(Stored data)
<<<<

PR #208, opened 2020-02-23
Simplify request interface

druscoe:
Hi,

During optimization investigations, I was coming to the point where the network was my biggest bottleneck. Attempting to deduce where could be a chance for optimization was daunting as the interface to http.request was cumbersome. The author had decided to pass in a chunk of data in a dictionary for what appears to be a design decision for extensibility and abstraction for many different types of calls (ie. login, authentication and general server queries)
I was unable to reason if parameters were purely "in" parameters or "in/out" parameters and such was bound to the data structures that were already in place.

This PR is only a refactorization (sorry). The main aim to use pythons inbuilt parameter passing mechanism instead of an ad-hoc dictionary. It will enable me to investigate potential optimizations in the http/networking code for general server queries while reducing the risk that authentication (say) will be broken.

### DIFF
--- a/jellyfin_kodi/jellyfin/connection_manager.py
+++ b/jellyfin_kodi/jellyfin/connection_manager.py
@@ -99,16 +99,13 @@ class ConnectionManager(object):
             raise AttributeError("server cannot be empty")
 
         try:
-            request = {
-                'type': "POST",
-                'url': self.get_jellyfin_url(server, "Users/AuthenticateByName"),
-                'json': {
-                    'Username': username,
-                    'Pw': password or ""
-                }
+            url = self.get_jellyfin_url(server, "Users/AuthenticateByName")
+            json = {
+                'Username': username,
+                'Pw': password or ""
             }
+            result = self._REQUEST_URL(url, "POST", json=json, additional_headers=False)
 
-            result = self._request_url(request, False)
         except Exception as error:  # Failed to login
             LOG.exception(error)
             return False
@@ -155,6 +152,7 @@ class ConnectionManager(object):
             return self._after_connect_validated(server, credentials, result, True, options)
 
         except Exception as e:
+            raise
             LOG.info("Failing server connection. ERROR msg: {}".format(e))
             return { 'State': CONNECTION_STATE['Unavailable'] }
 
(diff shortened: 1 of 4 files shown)


TrueTechy:
I agree that the networking in the addon needs a lot of cleaning up. I'd started on a PR to refactor the connection manager so that all of the calls to the server are actual in the API.py file. Would help when the big API change comes on the server side as well

mcarlton00:
Refactoring has been the name of the game in a lot of the big PRs that have been merged so far.  Manageable code is better code.

Nothing is standing out to me as an issue, but @TrueTechy has spent a lot more time than me in this part of the code than I have and was in progress of refactoring other pieces of it, so I'll defer to them for approving this one.

jellyfin_kodi/jellyfin/http.py
```diff
@@ -49,48 +49,60 @@ def stop_session(self):
...
-        '''
-        if not data:
-            raise AttributeError("Request cannot be empty")
-
-        data = self._request(data)
-        LOG.debug("--->[ http ] %s", JsonDebugPrinter(data))
-        retry = data.pop('retry', 5)
+
+    def get_handler_url(self, handler):
+        server = self.config.data.get("auth.server", "")
```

>>>>

WORK ITEM: Working through the records above, establish how many lines contain the string "result", and reply with the number by itself.

ANSWER TO THE EXERCISE: 3